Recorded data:
PR #958, opened 2021-02-19
PA 2562 Fix inventory list header alignment

agalbrai:
Pictures of a couple different screen sizes for reference:
image
image


frontend/src/features/properties/list/columns.tsx
```diff
@@ -239,7 +239,7 @@ export const columns = (
     },
   },
   {
-    Header: 'Lot Size (in ha)',
+    Header: 'Lot Size (in\u00A0ha)',
```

### DIRECTIONS
Your answer must be the lines from the one containing "frontend/src/features/properties/list/columns.tsx" to the last line of the entries, repeated exactly and with nothing else.

### RESPONSE
frontend/src/features/properties/list/columns.tsx
```diff
@@ -239,7 +239,7 @@ export const columns = (
     },
   },
   {
-    Header: 'Lot Size (in ha)',
+    Header: 'Lot Size (in\u00A0ha)',
```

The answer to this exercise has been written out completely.